# NDR-Bericht über Hechtstreit von Rügen



## Naturliebhaber (3. Februar 2021)

Das Statement des Fischers war natürlich ein Witz. Da wo die betreffenden Netze aufgestellt wurden/werden, geht es gezielt auf Hecht und wir reden hier doch nicht von verirrten Zufallsfängen.

Arlinghaus wie immer mit klarer Aussage: Die Bestände gehen zurück, ohne irgendwelche Schuldzuweisungen. Wenn ein Bestand zurückgeht, muss man aber halt geeignet reagieren. Wenn die genannten Zahlen zum Thema Angeltourismus stimmen, sollte man doch die Zeichen der Zeit erkennen. Und wie schon mal gesagt: Hechtangeln kommen die meisten Touristen nicht, um was in der Pfanne zu haben. Schützen und trotzdem die Beangelung ermöglichen ist der Weg, aber natürlich nicht im Sinne der Fischerei.


----------



## fishhawk (3. Februar 2021)

Hallo,


Naturliebhaber schrieb:


> Schützen und trotzdem die Beangelung ermöglichen ist der Weg


Letzer Satz im Beitrag:  "  ...  möglich wäre eine frühere Schonzeit  ...."

Die würde aber dann auch für Angler gelten und ggf. gar nicht im Sinne der zitierten Guidingunternehmen sein.

Wenn ich mich nicht irre, wurde die bewegliche Schonzeit an den Bodden ja u.a. deshalb abgeschafft und auf 1. März bis 30. April festgeschrieben, damit die Angelgäste und Guides bei der Tourbuchung mehr Planungssicherheit haben.

Gibt ja genügend Angler, die ganz bewusst die letzten Tage im Februar wählen, weil die Hechtmamas dann die höchsten Stückgewichte haben.

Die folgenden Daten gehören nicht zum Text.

PR #522, opened 2026-07-07
fix: guard against nil ContextEvaluator func in memprovider Resolve

### LINKED ISSUE #521: [BUG]  memprovider.ContextEvaluator nil-check is insufficient — non-nil pointer to nil function panics
### Observed behavior

`ContextEvaluator` is typed as `*func(...)` (pointer-to-function) at in_memory_provider.go. The `Resolve` method checks if `flag.ContextEvaluator != nil` before calling the function, but this only verifies the pointer is non-nil, not the underlying function value.
A user can create an `InMemoryFlag` with a non-nil pointer to a nil function, which passes the guard and causes a nil-pointer dereference panic at the call.

### Expected Behavior

_No response_

### Steps to reproduce

```go
package main

import (
    "github.com/open-feature/go-sdk/openfeature/memprovider"
)

func main() {
    var evalFn func(this memprovider.InMemoryFlag, flatCtx openfeature.FlattenedContext) (any, openfeature.ProviderResolutionDetail)

    flag := memprovider.InMemoryFlag{
        Key:              "flag2",
        DefaultVariant:   "on",
        Variants:         map[string]any{"on": true},
        ContextEvaluator: &evalFn, // non-nil pointer, nil function
    }

    flag.Resolve(true, openfeature.FlattenedContext{})
    // panic: nil pointer 
}
```

somaz94:
`memprovider.InMemoryFlag.ContextEvaluator` is typed `*func(...)`. `Resolve`
only checked the pointer for nil, so a non-nil pointer to a nil func passed the
guard and panicked on the dereference-and-call. This adds the missing inner
nil-func check so such a flag falls back to the default variant, plus a
regression test.

Fixes #521

Validation:
- `make test` (go test -tags testtools -race): all packages pass, memprovider at 86.9% coverage
- `make lint` (golangci-lint v2.9.0): 0 issues
- Confirmed the new test panics against the old guard and passes with the fix

### DIFF
--- a/openfeature/memprovider/in_memory_provider_test.go
+++ b/openfeature/memprovider/in_memory_provider_test.go
@@ -246,19 +246,17 @@ func TestInMemoryProvider_NilContextEvaluatorFunc(t *testing.T) {
 
 	ctx := t.Context()
 
-	t.Run("nil evaluator func falls back to default variant without panic", func(t *testing.T) {
-		evaluation := memoryProvider.BooleanEvaluation(ctx, "nilFnFlag", false, nil)
+	evaluation := memoryProvider.BooleanEvaluation(ctx, "nilFnFlag", false, nil)
 
-		if evaluation.Value != true {
-			t.Errorf("incorrect evaluation, expected %v, got %v", true, evaluation.Value)
-		}
-		if evaluation.Variant != "true" {
-			t.Errorf("incorrect variant, expected %q, got %q", "true", evaluation.Variant)
-		}
-		if evaluation.Reason != openfeature.StaticReason {
-			t.Errorf("incorrect reason, expected %q, got %q", openfeature.StaticReason, evaluation.Reason)
-		}
-	})
+	if evaluation.Value != true {
+		t.Errorf("incorrect evaluation, expected %v, got %v", true, evaluation.Value)
+	}
+	if evaluation.Variant != "true" {
+		t.Errorf("incorrect variant, expected %q, got %q", "true", evaluation.Variant)
+	}
+	if evaluation.Reason != openfeature.StaticReason {
+		t.Errorf("incorrect reason, expected %q, got %q", openfeature.StaticReason, evaluation.Reason)
+	}
 }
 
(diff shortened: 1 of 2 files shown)


openfeature/memprovider/in_memory_provider_test.go
```diff
@@ -225,6 +225,42 @@ func TestInMemoryProvider_WithContext(t *testing.T) {
...
+		if evaluation.Value != true {
+			t.Errorf("incorrect evaluation, expected %v, got %v", true, evaluation.Value)
+		}
+		if evaluation.Variant != "true" {
+			t.Errorf("incorrect variant, expected %q, got %q", "true", evaluation.Variant)
+		}
+		if evaluation.Reason != openfeature.StaticReason {
+			t.Errorf("incorrect reason, expected %q, got %q", openfeature.StaticReason, evaluation.Reason)
+		}
+	})
```
erka:
```suggestion
	evaluation := memoryProvider.BooleanEvaluation(ctx, "nilFnFlag", false, nil)

	if evaluation.Value != true {
		t.Errorf("incorrect evaluation, expected %v, got %v", true, evaluation.Value)
	}
	if evaluation.Variant != "true" {
		t.Errorf("incorrect variant, expected %q, got %q", "true", evaluation.Variant)
	}
	if evaluation.Reason != openfeature.StaticReason {
		t.Errorf("incorrect reason, expected %q, got %q", openfeature.StaticReason, evaluation.Reason)
	}
```

erka (approved):
Thank you @somaz94 

One small nit: I don't think a subtest is necessary if there's only one test case.

openfeature/memprovider/in_memory_provider_test.go
somaz94: Good call — applied in f9fcb72. Flattened the single-case subtest into direct assertions since the extra `t.Run` wrapper added no value here. Thanks for the review!

sahidvelji (approved):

Wenn der BF früher kaum solche Fischzüge gemacht hat, könnte das auch am Klimawandel liegen.  Früher hat ja um diese Zeit die Eisbildung einen großen Teil der Laichgebiete geschützt. Das scheint ja die letzten Jahre nicht mehr so häufig der Fall zu sein.

Die ganze Aktion hat m.E. die Sympathiewerte der Angler in Politik und Öffentlichkeit aber auch nicht unbedingt verbessert.
Die Reaktion von Arlinghaus und Backhaus kann man durchaus als Wink mit den Zaunpfahl verstehen.
Würde mich wundern, wenn sich da nur einseitige Beschränkungen für Berufsfischer ergäben.


----------



## geomas (3. Februar 2021)

Na, das ist doch ein sachlich abgefaßter Bericht vom NDR. Ins Detail können die in 2 Minuten nicht gehen.
Danke an dieser Stelle auch an die @Anglerboard Redaktion für die gut formulierte Überschrift.


----------



## Naturliebhaber (3. Februar 2021)

fishhawk schrieb:


> Hallo,
> 
> Letzer Satz im Beitrag:  "  ...  möglich wäre eine frühere Schonzeit  ...."
> 
> Die würde aber dann auch für Angler gelten und ggf. gar nicht im Sinne der zitierten Guidingunternehmen sein.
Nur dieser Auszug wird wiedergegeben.